Work instructions: In the material below, find all lines with the string "Vitest" and copy them.

Material provided:

PR #17232, opened 2026-07-21
fix(composer): preserve blank-line scrolling and whitespace

zhangjiadi225:
>
>
>

### What this PR does

Before this PR:

- Consecutive trailing blank lines did not reliably increase the composer's scrollable height, so the caret could move below the visible area after the editor reached its maximum height.
- Queued and edited messages used `trim()`, which removed meaningful indentation and trailing spaces from content lines.

After this PR:

- The composer uses normal block layout and requests TipTap selection scrolling after hard breaks, allowing trailing blank lines to contribute to overflow and remain visible.
- Sending removes only token-free blank lines at document boundaries while preserving content-line whitespace and internal blank lines.
- Composer token offsets remain aligned after boundary blank lines are removed.

Fixes #N/A

The composer represents line breaks as inline TipTap hard-break nodes. Its flex root prevented trailing empty line boxes from reliably extending the scroll container, while forcing `scrollTop` could not help when `scrollHeight` had not increased. Restoring block document flow fixes the layout source, and TipTap's standard `scrollIntoView()` transaction keeps the selection visible.

Serialized drafts are normalized before payload construction so the displayed text, message snapshot, attachments, and token offsets all use the same boundary-trimmed representation.

- The editor's block layout is now an explicit class contract covered by a regression assertion.
- Whitespace-only drafts remain unsendable even though meaningful whitespace on content lines is preserved.

- Forcing the editor to scroll to `scrollHeight` was rejected because trailing blank lines did not increase that height.
- Keeping `String.trim()` was rejected because it also removes meaningful spaces and tabs from content lines.

### Breaking changes

None.

- Validation: `pnpm lint` passed, including type checks, i18n checks, and formatting.
- Automated tests and manual UI verification were not run under the workspace's user-owned verification policy.
- No user-guide update is required because this restores expected composer behavior.

### Checklist

### Release note

```release-note
Fixes composer scrolling for trailing blank lines and preserves meaningful whitespace when sending messages.
```


AtomsH4 (approved):
LGTM. I reviewed the composer layout, hard-break scrolling command, boundary blank-line normalization, edit path, and queued payload path. The change fixes the trailing blank-line scroll issue by restoring block document flow and requesting TipTap scrollIntoView after hard breaks, while replacing full trim() with boundary-only blank-line trimming before send/edit payload construction. Token offsets are shifted with the trimmed prefix, content-line whitespace and internal blank lines are preserved, and the relevant renderer/basic CI checks are green.

src/renderer/components/composer/composerDraft.ts
```diff
@@ -204,6 +204,59 @@ export function serializeComposerDocument(source: ComposerSerializableSource): C
...
+ * Removes token-free blank lines only at the document boundaries. Whitespace
+ * inside the first and last meaningful lines, plus all internal blank lines,
+ * remains untouched.
+ */
+export function trimComposerDraftBoundaryBlankLines(draft: ComposerSerializedDraft): ComposerSerializedDraft {
+  const lines = getComposerLineRanges(draft.text)
+  const tokenOffsets = draft.tokens.map((token) => Math.min(draft.text.length, Math.max(0, token.textOffset)))
+  const meaningfulLineIndexes = lines.flatMap((line, index) => {
+    const hasText = draft.text.slice(line.start, line.contentEnd).trim().length > 0
+    const hasToken = tokenOffsets.some((offset) => offset >= line.start && offset <= line.contentEnd)
```
vaayne: > This review comment was translated automatically.

**[A1]** Here, only the token's starting `textOffset` is used to determine whether a line has a token, which causes subsequent empty lines of a multi-line `promptText` from the same token to be misidentified as token-free boundary lines. The prompt variable editor is a `textarea`, and the paste path allows arbitrary multi-line values; for example, when the value is `value\n\n`, the serialized text contains two trailing newlines, but this code truncates it to `value` before direct send, queuing, or edit-resend, causing user input loss. Please mark all intersecting lines based on the token's full `textOffset` to `textOffset + promptText.length` range (while preserving the point-offset semantics for tokens without `promptText`), and add a regression test for multi-line `promptText`.

---
<details>

**[A1]** 这里仅按 token 的起始 `textOffset` 判断该行是否有 token，因而会把同一 token 的多行 `promptText` 后续空行误判成 token-free boundary lines。Prompt variable 的编辑器是 `textarea`，且粘贴路径允许任意多行值；例如值为 `value\n\n` 时，序列化文本包含两个尾随换行，但这里会在直发、排队或编辑重发前把它截成 `value`，造成用户输入丢失。请按 token 的完整 `textOffset` 到 `textOffset + promptText.length` 范围标记所有相交行（同时保留无 `promptText` token 的点偏移语义），并补一个多行 `promptText` 的回归测试。
</details>

vaayne (changes requested):

Found 1 content integrity issue that truncates the trailing empty lines of multi-line token promptText. Please fix it before merging.

---
<details>

发现 1 个会截断多行 token promptText 尾随空行的内容完整性问题，请修复后再合并。
</details>

vaayne (commented):

Adding a few **non-blocking** minor issues (nit / optional) that do not affect this merge, for the author's reference. The real blocking item can be found in [A1] of the previous review (trailing empty line truncation in multi-line promptText).

---
<details>

补充几条**非阻塞**的次要问题（nit / 可选），不影响本次 merge，供作者参考酌情处理。真正的阻塞项见前一条评审的 [A1]（多行 promptText 尾随空行截断）。
</details>

src/renderer/components/composer/variants/shared/composerQueuedPayload.ts
```diff
@@ -11,8 +11,8 @@ interface BuildComposerQueuedPayloadOptions {
   /** Maps a file to its composer token id (variant-specific namespace). */
   fileTokenId: (file: ComposerAttachment) => string
   /**
-   * When true, an empty trimmed text yields `null` (chat — text is mandatory).
-   * When false, a file-only draft is allowed (agent).
+   * When true, textual content is required even when files are attached.
+   * When false, a file-only draft is allowed.
    */
   requireText?: boolean
```
vaayne, line 17: > This review comment was translated automatically.

**[SQ · Non-blocking]** In production code, `requireText` only has ChatComposer explicitly passing `false` and AgentComposer using the default `false`; no caller passes `true`, and this branch is only covered by unit tests. This PR corrects its JSDoc (the old docs mistakenly marked chat as text mandatory), which is an improvement. If there's no near-term need for a 'text required' variant, the parameter and branch can be removed separately later. Does not block merge.

---
<details>

**[SQ · 非阻塞]** 生产代码里 `requireText` 只有 ChatComposer 显式传 `false`、AgentComposer 用默认 `false`，没有任何调用方传 `true`，该分支仅被单测覆盖。本 PR 把它的 JSDoc 改准确了（旧文档误把 chat 标为 text mandatory），是改进。若近期无『文本必填』变体需求，可后续单独删除该参数与分支。不影响 merge。
</details>

src/renderer/components/composer/variants/shared/composerQueuedPayload.ts
```diff
@@ -21,22 +21,24 @@ interface BuildComposerQueuedPayloadOptions {
...
+ * fields are layered on via `extra`.
  */
 export function buildComposerQueuedPayload(
   draft: ComposerSerializedDraft,
   { files, fileTokenId, requireText = false, extra }: BuildComposerQueuedPayloadOptions
 ): ComposerQueuedMessagePayload | null {
-  const text = draft.text.trim()
-  const tokenIds = getComposerTokenIds(draft.tokens)
+  const normalizedDraft = trimComposerDraftBoundaryBlankLines(draft)
+  const text = normalizedDraft.text
```
vaayne: > This review comment was translated automatically.

**[CR-002 · Non-blocking]** When there is pure whitespace + token (e.g., a file token without promptText) and `requireText=false` with attachments, `payload.text` will change from `''` in the old version to preserving the original whitespace string (`trimComposerDraftBoundaryBlankLines` hits `start===0 && end===length` and short-circuits to return the original draft). The guard for returning null is equivalent to the old version; the only difference is the `text` value. Sending a few spaces to the model has negligible impact. It does not affect the merge; if concerned, you can normalize `text` to `''` when `hasText` is false.

---
<details>

**[CR-002 · 非阻塞]** 纯空白 + token（如无 promptText 的 file token）且 `requireText=false`、有附件时，`payload.text` 会由旧版的 `''` 变为保留原空白串（`trimComposerDraftBoundaryBlankLines` 命中 `start===0 && end===length` 短路返回原 draft）。是否返回 null 的守卫与旧版等价，仅 text 值分歧，发给模型几个空格、影响可忽略。不影响 merge；若在意可在 `hasText` 为 false 时把 text 归一为 `''`。
</details>

src/renderer/components/composer/variants/shared/composerQueuedPayload.ts
```diff
@@ -21,22 +21,24 @@ interface BuildComposerQueuedPayloadOptions {
...
+  const hasText = text.trim().length > 0
+  const tokenIds = getComposerTokenIds(normalizedDraft.tokens)
   const attachedFiles = files.filter((file) => tokenIds.has(fileTokenId(file)))
   if (hasUnsyncedComposerAttachments(files, attachedFiles)) return null
-  if (requireText ? !text : !text && attachedFiles.length === 0) return null
+  if (requireText ? !hasText : !hasText && attachedFiles.length === 0) return null
 
-  const userMessageParts = createComposerUserMessageParts(draft)
+  const userMessageParts = createComposerUserMessageParts(normalizedDraft)
```
vaayne, line 41: > This review comment was translated automatically.

**[CR-004 · Non-blocking]** `createComposerUserMessageParts` does not perform normalization itself. The invariant 'must `trimComposerDraftBoundaryBlankLines` before sending' is maintained by caller convention (here and `ChatComposer.buildEditedMessageParts` each manually trim). In the future, if a third draft→message path is added and the trim is missed, it will silently reintroduce boundary blank lines into the sent content without any test interception. This does not block the merge; it is recommended to explicitly state in the JSDoc of `createComposerUserMessageParts` that 'the input must be a draft already normalized by `trimComposerDraftBoundaryBlankLines`' to make the implicit contract clear.

---
<details>

**[CR-004 · 非阻塞]** `createComposerUserMessageParts` 自身不做归一化，『发送前须先 `trimComposerDraftBoundaryBlankLines`』这条不变量靠调用方约定维护（此处与 `ChatComposer.buildEditedMessageParts` 各自手动 trim）。将来若新增第三条 draft→消息路径而漏了 trim，会静默把边界空行带回发送内容且无测试拦截。不影响 merge；建议在 `createComposerUserMessageParts` 的 JSDoc 显式声明『入参须为已 `trimComposerDraftBoundaryBlankLines` 归一化的 draft』把隐含契约写明。
</details>

src/renderer/components/composer/composerDraft.ts
```diff
@@ -204,6 +204,59 @@ export function serializeComposerDocument(source: ComposerSerializableSource): C
...
+}
+
+function getComposerLineRanges(text: string): ComposerLineRange[] {
+  const lines: ComposerLineRange[] = []
+  let start = 0
+
+  for (let index = 0; index <= text.length; index += 1) {
+    if (index < text.length && text[index] !== '\n') continue
+
+    const contentEnd = index > start && text[index - 1] === '\r' ? index - 1 : index
```
vaayne, line 219: > This review comment was translated automatically.

**[CR-003 · Non-blocking]** `getComposerLineRanges` also performs `\r` stripping at the end of the text (`index === text.length`), causing the trailing `\r` of content lines ending with a lone `\r` (not `\r\n`) to be removed by `slice`, which slightly conflicts with the "preserve content line whitespace" invariant. Such text can only be produced via the quote `restoredTextSuffix` round-trip and cannot be directly typed by the user. The old `trim()` also removed it, so this is not a regression. Does not block merge; if strict adherence to the invariant is desired, the `\r` stripping in the end-of-text branch could be limited to only before `\n`.

---
<details>

**[CR-003 · 非阻塞]** `getComposerLineRanges` 在文本结尾（`index === text.length`）处也执行 `\r` 剥离，导致以孤立 `\r`（非 `\r\n`）结尾的内容行尾部 `\r` 被 `slice` 删除，与『保留内容行空白』略有冲突。此类文本仅能经 quote 的 `restoredTextSuffix` round-trip 产生、用户无法直接键入，且旧 `trim()` 同样删它、非回归。不影响 merge；若要严格贴合不变量，可把结尾分支的 `\r` 剥离限定为仅在 `\n` 前。
</details>

src/renderer/components/composer/composerDraft.ts
vaayne: > This review comment was translated automatically.

**[CR-001 · Non-blocking]** The index of `\n` in `\r\n` is both > the current line's `contentEnd` and < the next line's `start`, so it doesn't fall into any line interval; if a token's `textOffset` happens to point to this `\n` and it is the only meaningful element, the entire segment will be trimmed and the token will be lost. The reachability is almost zero (requires a bare `\r` + token + bare `\n` with no other content in the entire file). Note: When fixing [A1], changing `hasToken` to intersect based on the token's full interval `[textOffset, textOffset+promptText.length]` will incidentally make this boundary more stable. Does not affect merge.

---
<details>

**[CR-001 · 非阻塞]** `\r\n` 中 `\n` 所在 index 既 > 当前行 `contentEnd` 又 < 下一行 `start`，不落入任何行区间；若某 token 的 `textOffset` 恰指向该 `\n` 且它是唯一 meaningful 元素，会被整段裁掉丢 token。可达性近乎为零（需裸 `\r` + token + 裸 `\n` 且全文无其他内容）。注：修 [A1] 时把 `hasToken` 改成按 token 完整区间 `[textOffset, textOffset+promptText.length]` 求交，顺带能让此边界更稳。不影响 merge。
</details>

zhangjiadi225: > This review comment was translated automatically.

Fixed in `86b3a659c1`:

- Token line attribution now intersects with the full `[textOffset, textOffset + promptText.length]` interval; tokens without `promptText` still maintain point-offset semantics.
- Added regression tests covering the retention of trailing empty lines for multi-line `promptText`, and the continued trimming of trailing empty lines outside the token.

Verification: `pnpm lint` passed (0 errors; 39 unrelated pre-existing warnings). Following the workspace's user-managed verification strategy, Vitest was not run.

---
<details>

已在 `86b3a659c1` 修复：

- token 的行归属现在按完整 `[textOffset, textOffset + promptText.length]` 区间求交；无 `promptText` 的 token 仍保持点偏移语义。
- 新增回归测试，覆盖多行 `promptText` 尾随空行保留，以及 token 外部尾随空行继续裁剪。

验证：`pnpm lint` 通过（0 errors；39 个无关既有 warnings）。按 workspace 的用户自主管理验证策略，未运行 Vitest。
</details>

src/renderer/components/composer/variants/shared/composerQueuedPayload.ts
zhangjiadi225: Fixed in 5a314230e5. `buildComposerQueuedPayload` now normalizes the top-level `payload.text` to an empty string when the normalized draft has no meaningful text, while preserving meaningful whitespace. Added a regression test for a whitespace-only attachment payload. Verified with the focused renderer tests and `pnpm lint`.

src/renderer/components/composer/variants/shared/composerQueuedPayload.ts
zhangjiadi225: Addressed in 5a314230e5. Added a JSDoc precondition to `createComposerUserMessageParts` documenting that callers must normalize the draft with `trimComposerDraftBoundaryBlankLines` first. Verified with the composer draft tests and `pnpm lint`.

AtomsH4 (approved):
LGTM

src/renderer/components/composer/variants/shared/composerQueuedPayload.ts
zhangjiadi225: Thanks for calling this out. I am intentionally leaving `requireText` unchanged in this PR. Removing it is API cleanup unrelated to the boundary-whitespace regression and would require revisiting the shared helper contract and its tests. Since there is no production `true` caller and no current behavioral issue, it is better handled separately if the text-required variant is retired.

src/renderer/components/composer/composerDraft.ts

Output for this task:
Verification: `pnpm lint` passed (0 errors; 39 unrelated pre-existing warnings). Following the workspace's user-managed verification strategy, Vitest was not run.
验证：`pnpm lint` 通过（0 errors；39 个无关既有 warnings）。按 workspace 的用户自主管理验证策略，未运行 Vitest。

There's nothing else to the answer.